Second Victim
After a Bad Outcome
One in three clinicians reports significant distress after an adverse event. The term “second victim” names what happens and, more importantly, signals that what you're feeling is a known, researched response — not a character flaw.
The six stages (Scott et al.)
- Chaos & accident response. The event itself; you're running the code.
- Intrusive reflections. Replaying the event, what-ifs, sleep disturbance.
- Restoring personal integrity. Seeking reassurance, talking to trusted colleagues.
- Enduring the inquisition. M&M, peer review, possible legal process.
- Obtaining emotional first aid. Professional or peer-support engagement.
- Moving on. Three outcomes: dropping out, surviving, or thriving. Support predicts which.
What helps, what doesn't
Helps:
- Trained peer support within the first 24–72 hours.
- Clear separation of the learning conversation (M&M) from the emotional one.
- Time protected from clinical work to process — negotiated, not assumed.
- Factual clarity on the root cause to avoid indefinite self-blame.

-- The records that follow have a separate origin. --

PR #265, opened 2024-01-17
install: Drop support for old skopeo

cgwalters:
Let's just hard require a skopeo that can fetch from `containers-storage`. Motivated by https://github.com/containers/bootc/pull/263 which was moving this code around.

### DIFF
--- a/lib/src/install.rs
+++ b/lib/src/install.rs
@@ -245,14 +245,7 @@ pub(crate) struct SourceInfo {
     /// Whether or not SELinux appears to be enabled in the source commit
     pub(crate) selinux: bool,
     /// Whether the source is available in the host mount namespace
-    pub(crate) in_host_mountns: Option<HostMountnsInfo>,
-}
-
-/// Information about the host mount namespace
-#[derive(Debug, Clone)]
-pub(crate) struct HostMountnsInfo {
-    /// True if the skoepo on host supports containers-storage:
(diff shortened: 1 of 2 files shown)


lib/src/install.rs
```diff
@@ -927,6 +890,9 @@ async fn prepare_install(
 
     let skopeo_supports_containers_storage = skopeo_supports_containers_storage()
         .context("Failed to run skopeo (it currently must be installed in the host root)")?;
+    if !skopeo_supports_containers_storage {
+        anyhow::bail!("skopeo is too old");
```
vrothberg, line 894: I think  the `skopeo_supports_containers_storage` should error out with a message indicating the current / expected version of Skeop. "too old" will put the user on a journey figuring out the requirement.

- Therapist consultation for persistent symptoms beyond 2 weeks.
Doesn't help:
- Returning to the same case type the next day because that's “the right thing.”
- Isolated rumination.
- Alcohol as coping.
- Discussing details with unprotected parties (social media, non-privileged colleagues).
Programs you can access
- forYOU (Missouri): The prototype second-victim program. Many US institutions modeled theirs on it.
- RISE (Johns Hopkins): Resilience In Stressful Events, 24/7 peer responders.
- Hospital peer-support programs: Most academic centers now have these; check your GME or CMO office.
- AANA Peer Assistance: 1-800-654-5167, also serves second-victim needs.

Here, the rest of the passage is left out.